Unified embedding solution — cloud APIs + local inference through one interface. Opinionated defaults backed by benchmark data.

§Design: 用就要好用 (if we build it, it must be great)

  • local() → all-MiniLM-L6-v2 (23MB, free, no API key)
  • cloud(key) → OpenAI text-embedding-3-small (best discrimination, cheapest)
  • Both produce the same EmbedResult — write code once, switch backends in one line

Defaults chosen by 8-dimension benchmark across 8 models. See benchrs.

§Quick start

// cloud — one key, done
let client = embedrs::cloud("sk-...");
let result = client.embed(vec!["hello world".into()]).await?;
println!("dimensions: {}", result.embeddings[0].len());

With the local feature enabled:

// local — zero config, free, 23MB model downloaded on first use
let client = embedrs::local();
let result = client.embed(vec!["hello world".into()]).await?;

§Batch embedding

let client = embedrs::cloud("sk-...");
let texts: Vec<String> = (0..5000).map(|i| format!("text {i}")).collect();
let result = client.embed_batch(texts)
    .concurrency(5)
    .await?;

§Provider fallback

Chain fallback providers for automatic failover:

let client = embedrs::Client::openai("sk-...")
    .with_fallback(embedrs::Client::cohere("cohere-key"));
// if OpenAI fails, automatically tries Cohere
let result = client.embed(vec!["hello".into()]).await?;

§Cost tracking

Enable the cost-tracking feature to get estimated cost per request via tiktoken pricing data. The Usage::cost field will be Some(f64) for models with pricing info, None otherwise.

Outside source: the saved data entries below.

PR #154, opened 2018-11-26
Spelling

jsoref:
Generated by https://github.com/jsoref/spelling `f`; to maintain your repo, please consider `fchurn`

Note: I understand that the commit message style doesn't quite match. I can squish/rewrite as requested.

There are a couple of commits where I'm guessing about the corrections...

### DIFF
--- a/check/main.c
+++ b/check/main.c
@@ -9146,7 +9146,7 @@ static int build_roots_info_cache(struct btrfs_fs_info *info)
 		 * It's a valid extent/metadata item that has no inline ref,
 		 * but SHARED_BLOCK_REF or other shared references.
 		 * So we need to do extra check to avoid reading beyond leaf
-		 * boudnary.
+		 * boundary.
 		 */
 		if ((unsigned long)iref >= item_end)
 			goto next;
--- a/check/main.c
+++ b/check/main.c
@@ -4052,7 +4052,7 @@ static int try_to_fix_bad_block(struct btrfs_root *root,
 	btrfs_init_path(&path);
 	ULIST_ITER_INIT(&iter);
 	/*
-	 * If we found no roots referrening to this tree block, there is no
+	 * If we found no roots referencing to this tree block, there is no
 	 * chance to fix. So our default ret is -EIO.
 	 */
 	ret = -EIO;
--- a/check/main.c
+++ b/check/main.c
@@ -8654,7 +8654,7 @@ static int reinit_extent_tree(struct btrfs_trans_handle *trans,
 	 * first we need to walk all of the trees except the extent tree and pin
 	 * down/exclude the bytes that are in use so we don't overwrite any
 	 * existing metadata.
-	 * If pinnned, unpin will be done in the end of transaction.
+	 * If pinned, unpin will be done in the end of transaction.
 	 * If excluded, cleanup will be done in check_chunks_and_extents_lowmem.
 	 */
 again:
--- a/check/main.c
+++ b/check/main.c
@@ -7851,7 +7851,7 @@ static int check_chunk_refs(struct chunk_record *chunk_rec,
 			    dev_extent_rec->length != length) {
 				if (!silent)
 					fprintf(stderr,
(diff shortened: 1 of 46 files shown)


check/main.c
```diff
@@ -7851,7 +7851,7 @@ static int check_chunk_refs(struct chunk_record *chunk_rec,
 			    dev_extent_rec->length != length) {
 				if (!silent)
 					fprintf(stderr,
-						"Chunk[%llu, %u, %llu] stripe[%llu, %llu] dismatch dev extent[%llu, %llu, %llu]\n",
+						"Chunk[%llu, %u, %llu] stripe[%llu, %llu] mismatch dev extent[%llu, %llu, %llu]\n",
```
jsoref: I'm not sure about this

check/mode-lowmem.c
```diff
@@ -2636,7 +2636,7 @@ static int process_one_leaf(struct btrfs_root *root, struct btrfs_path *path,
 	if (err & LAST_ITEM)
 		goto out;
 
-	/* still have inode items in thie leaf */
+	/* still have inode items in the leaf */
```
jsoref: Possibly "this"?

convert/common.c
```diff
@@ -76,7 +76,7 @@ static inline int write_temp_super(int fd, struct btrfs_super_block *sb,
 }
 
 /*
- * Setup temporary superblock at cfg->super_bynter
+ * Setup temporary superblock at cfg->super_bytenr
```
jsoref: Pretty sure this is right...

send-stream.c
```diff
@@ -35,7 +35,7 @@ struct btrfs_send_stream {
 
 	/*
 	 * end of last successful read, equivalent to start of current
-	 * malformated part of block
+	 * malformed part of block
```
jsoref: this might be objectionable...

show-blocks
```diff
@@ -33,15 +33,15 @@ rcParams['backend'] = 'Agg'
 rcParams['interactive'] = 'False'
 from pylab import *
 
-class AnnoteFinder:
+class AnnotationFinder:
```
jsoref: It's possible that `annote` is intentional -- I can easily drop any individual commits

tests/fsck-tests/025-file-extents/test.sh
```diff
@@ -15,7 +15,7 @@ prepare_test_dev 128M
 
 # Do some write into a large prealloc range
 # Lowmem mode can report missing csum due to wrong csum range
-test_paritical_write_into_prealloc()
+test_partial_write_into_prealloc()
```
jsoref: Not sure about this

check/main.c
kdave: It's 'mismatch'

check/mode-lowmem.c
kdave: Yes, 'this'

convert/common.c
kdave: Indeed, refers to the member 'super_bytenr' in struct btrfs_fs_info

send-stream.c
kdave: I don't remember exactly, as the stream is a formatted stream of bytes, the 'malformatted' might make sense too, but 'malformed' is not cofusing in this context

show-blocks
kdave: The 'show-blocks' script seems to be stale, I don't remember anyone using it, so fixing there is not necessary as we might delete it anyway.

tests/fsck-tests/025-file-extents/test.sh
kdave: 'partial' looks correct to me

kdave:
Thanks for the fixes, no matter how much we try not to introduce them, they keep coming. The changes would be better grouped logically, eg. documentation, CHANGES, and code. I'll do that as the separate commits make it easy to cherry-pick and squash relevant changes, so if you have further updates, please keep it as is and I'll do the final merge.

jsoref:
@kdave : Thanks for offering to rearrange this PR. At present, I don't have any other changes -- my script ran through the entire corpus.

kdave:
Changes grouped into commits, now pushed to devel branch. Closing.

PR #158, opened 2018-12-16
Mention how to find the subvolume creation time

jondo:
As a btrfs newbie, having the description of _show_ list the shown fields (at least the creation time) would just have been very useful to me.


kdave:
Thanks for the suggestion, I did a few more updates in b4a2708d7160bc4a123bb4b66290e06faaa15138. There's an example output in the manual page that contains the creation time, I think this should be sufficient to make the creation time easy to find.

jondo:
Très cool, thank you!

embedrs = { version = "0.2", features = ["cost-tracking"] }

§Error handling

All fallible operations return Result<T>. Match on Error variants for fine-grained control:

§Similarity

let a = vec![1.0, 0.0, 0.0];
let b = vec![0.0, 1.0, 0.0];
let sim = embedrs::cosine_similarity(&a, &b);
assert!(sim.abs() < 1e-6);

Re-exports§

pub use backoff::BackoffConfig;
pub use client::Client;
pub use client::EmbedResult;
pub use error::Error;
pub use error::Result;
pub use similarity::cosine_similarity;
pub use similarity::dot_product;
pub use similarity::euclidean_distance;
pub use usage::Usage;

Modules§

backoff
Exponential backoff policy with jitter for retryable HTTP failures.
batch
Batch builder — chunk large inputs and dispatch with bounded concurrency.
client
Unified Client facade over cloud providers and local inference.
error
Crate-wide error type and Result alias.
locallocal
Local on-device embedding inference (candle + bundled model registry).
prelude
Prelude for convenient imports.
similarity
Vector similarity primitives (cosine, dot product, Euclidean distance).
usage
Token usage and (optional) cost accounting for embedding requests.

Enums§

InputType
The type of input being embedded, used by providers that support it.

Functions§

cloud
Create a cloud embedding client with the recommended default provider (OpenAI text-embedding-3-small).
locallocal
Create a local embedding client with the recommended default model (all-MiniLM-L6-v2).